Бомбы сброшены! - Гай Пенроуз Гибсон
Шрифт:
Интервал:
Закладка:
После первого вылета погода перестала помогать нам. Мы всегда находили чистое голубое небо и смертоносный огонь множества зениток. Нигде и никогда больше за всю войну я не встречал ничего подобного. Наша разведка определила, что на площади в 15 кв. километров сосредоточено около 1000 зенитных орудий. Разрывы их снарядов были похожи на густую тучу. Если разрыв происходит более чем в 3 метрах от самолета, то из кабины вы его не слышите. Но здесь не было отдельных разрывов. Мы слышали непрерывный грохот, похожий на раскаты грома. Зона заградительного огня начиналась в воздухе над прибрежной полоской, все еще остававшейся в руках Советов. Затем мы пролетали над Ораниенбаумом и Петергофом, эти порты имели сильную ПВО. Вода была буквально усеяна понтонами, баржами, катерами, буксирами, и все они ощетинивались зенитками. Для установки зенитных орудий русские использовали буквально каждый клочок земли. Например, гавань Ленинграда считалась недоступной для наших подводных лодок из-за огромных стальных сетей, натянутых межцу цепью тяжелых бетонных блоков, плавающих (!?) на поверхности воды. Даже на этих блоках стояли зенитки, стрелявшие по нам.

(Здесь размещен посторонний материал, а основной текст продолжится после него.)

PR #469, opened 2023-10-08
refactor: move command related data structures

bsbds:
Please briefly answer these questions:

* what problem are you trying to solve? (or if there's no problem, what's the motivation for this change?)

  Some common data structures used by both `xline` and `xline-client` needed to be move to `xlineapi` to simplify dependency relations.

* what changes does this pull request make?

  This PR moves some data structures from `xline` to `xlineapi` and makes necessary changes such as visibility and module path, it does not modify the original code. 

* are there any non-obvious implications of these changes? (does it break compatibility with previous versions, etc)

PR #472, opened 2023-10-08
fix: txn command key

bsbds:
Closes: #470 

Based on: #469 


Phoenix500526 (approved):
LGTM

xlineapi/src/command.rs
```diff
@@ -508,6 +509,82 @@ impl PbCodec for Command {
     }
 }
 
+/// Get command keys from a Request for conflict check
+pub trait CommandKeys {
+    /// Key ranges
+    fn keys(&self) -> Vec<KeyRange>;
```
iGxnon, line 515: Is this name conflict with `Command::keys`? `key_ranges` might be a better name.

PR #482, opened 2023-10-12
fix: add linearizable parameter in FetchClusterRequest

iGxnon:

proto changes: https://github.com/xline-kv/curp-proto/pull/14

 Fix linearizable read in FetchClusterRequest

### DIFF
--- a/curp/src/client.rs
+++ b/curp/src/client.rs
@@ -507,11 +507,14 @@ where
     }
 
     /// Send fetch cluster requests to all servers
-    /// Note: The fetched cluster may still be outdated
+    /// Note: The fetched cluster may still be outdated if `linearizable` is false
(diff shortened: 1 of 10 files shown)


curp/src/client.rs
```diff
@@ -542,6 +545,10 @@ where
                         continue;
                     }
                 };
+                if inner.members.is_empty() {
+                    // ignore the empty members response
+                    continue;
+                }
```
bsbds, line 551: The `ok_cnt` is not checked at the end of this method, and it skipped adding because of this continue.

iGxnon: fixed

bsbds (approved):

Phoenix500526 (approved):
LGTM

PR #3409, opened 2015-10-18
Update table-objects.rst

jeffblack360:
Correct the afterRules method signature after noticing anomoly in my code and reviewing the API.


markstory:
Thanks.

PR #3412, opened 2015-10-19
add latex test in travis

cake17:


cake17:
Just making a test, please don't merge :smile:

cake17:
This is a bit long (10 min 38 sec), but we can now see if the creation of epub, latex and pdf throw ERRORS.

I wanted to turn the latex warning into errors (as we do for html), but I don't know how to fix the multiple WARNING of latex, so travis check would never pass.

If someone knows how to fix latex warnings, it would be nice

markstory:
We might not even be able to _fix_ the latex warnings as most of the latex code is generated by sphinx.

PR #3413, opened 2015-10-19
Adding Spanish translation to contribution page

rvegas:


es/contributing.rst
```diff
@@ -1,14 +1,8 @@
-Contributing
+Contribuye
 ############
```
cake17: The underline should be as long as the title

cake17:
thanks @rvegas

PR #3416, opened 2015-10-19
3.0 dockerfile

cake17:
I added a `Dockerfile` to the docs. I think this can ease the installation process as more and more people use docker.
We could also create an image in the [DockerHub](https://hub.docker.com/), allowing people to just run a command to run the docs building process, something like:

    docker run -i -t -v /full-path-to-your-local-docs-cakephp/:/data cakephp/docs make html

With no need to build an image.

### DIFF
--- a/Dockerfile
+++ b/Dockerfile
@@ -1,0 +1,18 @@
+FROM debian:latest
+
+ENV DEBIAN_FRONTEND noninteractive
+
+LABEL Description="This image is used to create an environment to contribute to the cakephp/docs"
+
+RUN apt-get update && apt-get install -y \
+  python-pip \
+  texlive-full
+
+RUN pip install sphinx==1.2.3
+RUN pip install sphinxcontrib-phpdomain
+
+VOLUME ["/data"]
+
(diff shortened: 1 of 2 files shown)


josegonzalez:
You're awesome. I was thinking of something like this for vagrant a while back, wonder why I never made it...

cake17:
:smile: Maybe we could also add a `docker-compose.yml` file in cakephp project to be able to run a cakephp app. I'll open an issue about that

markstory:
Great work @cake17 !

Dockerfile
```diff
@@ -0,0 +1,18 @@
+FROM debian:latest
```
josegonzalez: Note: we should have pegged this to a specific debian distro version ;)

markstory: #yolo

cake17: True. The update is in https://github.com/cakephp/docs/commit/a7ba7d3a784

HavokInspiration:
This is some really tasty goodness.

PR #3426, opened 2015-10-22
add a --rm flag to rm container after run

cake17:
To ease the use of docker, the best would be to create an official image on Dockerhub (from the Dockerfile of this repo). This would avoid the issues when building the image. For now, you can use my image without having to build an image:

    docker run -it --rm -v $(pwd):/data cake17/cakephp:cakephp-docs make html

### DIFF
--- a/README.mdown
+++ b/README.mdown
@@ -59,19 +59,23 @@ Run the following command (with your image id of course):
 Now that the image is built, you can run all the commands to build the docs:
 
     # To build the html
-    docker run -i -t -v /full-path-to-your-local-docs-cakephp/:/data cakephp/docs make html
+    cd /path/to/your/local/docs
+    docker run -it --rm -v $(pwd):/data cakephp/docs make html
 
     # To build the epub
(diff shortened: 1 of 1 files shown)


README.mdown
```diff
@@ -59,19 +59,23 @@ Run the following command (with your image id of course):
...
 
     # To build the pdf
-    docker run -i -t -v /full-path-to-your-local-docs-cakephp/:/data cakephp/docs make pdf
+    cd /path/to/your/local/docs
+    docker run -it --rm -v $(pwd):/data cakephp/docs make pdf
 
 All the commands below will create and start containers and build the docs in
-the `build` folder. Be aware that each time you run a command, a container is
+the `build` folder. The `--rm` flag will delete the container after run.
 created.
```
lorenzo: this word should be removed

cake17: Oops missed this one, this is fixed

cake17:
I'll make the changes for 3.x

PR #3430, opened 2015-10-23
3.0 Change "Console & Shells" to "Console Shells & Tasks"

### LINKED ISSUE #3427: RFC: Why is the title 'Console & Shells'?
Referring to this page, http://book.cakephp.org/3.0/en/console-and-shells.html

Why is the title of the page and in the left hand sidebar 'Console & Shells' when all the sub-pages are referring to shells? With Cake 3 there isn't even a `Console` folder, so holding onto this seems misleading to me.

Еще километров через 10 мы увидели остров Кронштадт с его огромным военным портом и одноименным городом. И порт, и город были хорошо защищены, даже если не считать многочисленные зенитные орудия Балтийского флота, стоявшего в гавани и непосредственно рядом с ней. Все эти орудия поставили смертоносную стену огня. Наше штабное звено, летевшее в голове строя, шло на высоте от 2700 до 3000 метров. Это было слишком мало, но ведь мы хотели попасть в кого-нибудь. Когда мы пикировали на корабли, то использовали тормозные решетки, чтобы снизить скорость пикирования. Это давало пилоту больше времени для выбора мишени и позволяло прицелиться более тщательно. Чем тщательнее мы целились, тем лучше были результаты атаки, но снижение скорости пикирования позволяло и зениткам целиться гораздо лучше. Особенно повышало шансы противника сбить нас то, что после сброса бомбы самолет не мог набирать высоту достаточно быстро. Но, в отличие от других эскадрилий, следовавших за нами, мы не пытались после пикирования набрать высоту как можно быстрее. Мы использовали различную тактику. Очень часто мы уходили на минимальной высоте, прижимаясь к воде. Над удерживаемым вражескими войсками берегом мы выполняли самые невероятные маневры уклонения. И лишь когда линия фронта оставалась позади, мы снова получали возможность вздохнуть спокойно.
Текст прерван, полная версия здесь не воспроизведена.